Can we have our workers back, please!
Come and settle in Wroclaw – billboards like this are to be displayed in London and other British cities in coming weeks with a view to attracting young Poles to seek their career opportunities there instead of in the UK.
Some 200,000 Poles have found legal employment in the UK over the past two years. Not all of them of course work in the field in which they have been trained and there are many cases of university graduates washing the dishes in restaurants.
There are also many people who’ve made professional careers in the London City but eager to return to Poland for family reasons for example. It is to such people that the city of authorities of Wroclaw have addressed their campaign. Even though the unemployment rate in the city is around 10 percent, the current investment boom has created a shortage of highly-skilled personnel in some fields.
Krzysztof Adamus of the Wroclaw branch of the recruitment company Adecco Poland says the campaign is a very good idea.
‘Most of these people were abroad because they couldn’t find a job here. At this time, Poland can offer them employment opportunities, so this is a very good idea of the city authorities of Wrocław. These people gained much experience in London and they should have no problem in finding jobs in Wrocław.”
The Polish National Tourist Office in London is one of Wroclaw’s partner organizations in the campaign. Ewa Binkin told me she’s confident that many Poles now living in the UK will be returning to Poland in near future.

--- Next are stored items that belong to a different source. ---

PR #546, opened 2025-04-02
feat: avoid `Foldable` constraint on symbolic list type

sourabhxyz:


symbolic-ledger/src/ZkFold/Symbolic/Ledger/Types.hs
```diff
@@ -5,27 +5,16 @@ module ZkFold.Symbolic.Ledger.Types (
     module ZkFold.Symbolic.Ledger.Types.Transaction,
     module ZkFold.Symbolic.Ledger.Types.Root,
     module ZkFold.Symbolic.Ledger.Types.Datum,
+    module ZkFold.Symbolic.Ledger.Types.Value,
```
sourabhxyz, line 8: Missed to re-export it previously.

symbolic-ledger/src/ZkFold/Symbolic/Ledger/Types/Value.hs
```diff
@@ -115,9 +115,8 @@ addAssetValue givenAssetVal (UnsafeAssetValues assetValList) =
 -- | Safe constructor for 'AssetValues'.
 assetValuesFromList ::
      SymbolicFold context
-  => Foldable (List context)
   => KnownRegistersAssetQuantity context
   => List context (AssetValue context)
   -> AssetValues context
-assetValuesFromList = foldr addAssetValue emptyAssetValues
+assetValuesFromList = Symbolic.List.foldr (Morph \(x, acc) -> addAssetValue x acc) emptyAssetValues
```
sourabhxyz, line 121: Using `foldr` instead of `foldl` because I think it would be better if generated list is in sync with the order of values given, though not strictly required.

vlasin (approved):

symbolic-ledger/src/ZkFold/Symbolic/Ledger/Types.hs
```diff
@@ -48,45 +37,9 @@ import           ZkFold.Symbolic.Ledger.Types.Value
...
-
-    , SymbolicOutput (Transaction context)
-    , Context (Transaction context) ~ context
-
-    , SymbolicOutput (Output context)
-    , Context (Output context) ~ context
+    ( KnownRegistersAssetQuantity context
+    , KnownRegistersOutputIndex context
+    , KnownRegisters context 11 Auto
+    , Symbolic context
```
TurtlePU, line 43: btw `SymbolicFold` implies `Symbolic`, so this constraint is also not needed

sourabhxyz: Thanks! Would omit it in https://github.com/zkFold/symbolic/pull/547.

‘I’m absolutely certain that this influx of Poles coming to Britain is tempoirary. It will not last long. These people are very highly educated and they realize that the opportunities in Britain are only to enhance their chances when they return to Poland. I’m sure that if the Polish economy continues growing they will be coming back to Poland’.
On September 10, a big festival is to be organized in the London district of Ealing, where some 30 thousand Poles live at the moment, within the framework of the campaign. For the Polish National Tourist Office in London it will also be an opportunity to promote Wroclaw among the British public
‘…as one of the most beautiful tourist destinations in Poland. We want the British people to come to Poland, to Wroclaw, to take part in newly-emerging tourist such as medical tourism. We hope this will increase employment in Poland and make Wroclaw more popular’.
The ‘Come to Wroclaw’ campaign is also targeted at the Polish community in Ireland which is estimated at some 80,000 are legally working and maybe 120,000 are unregistered.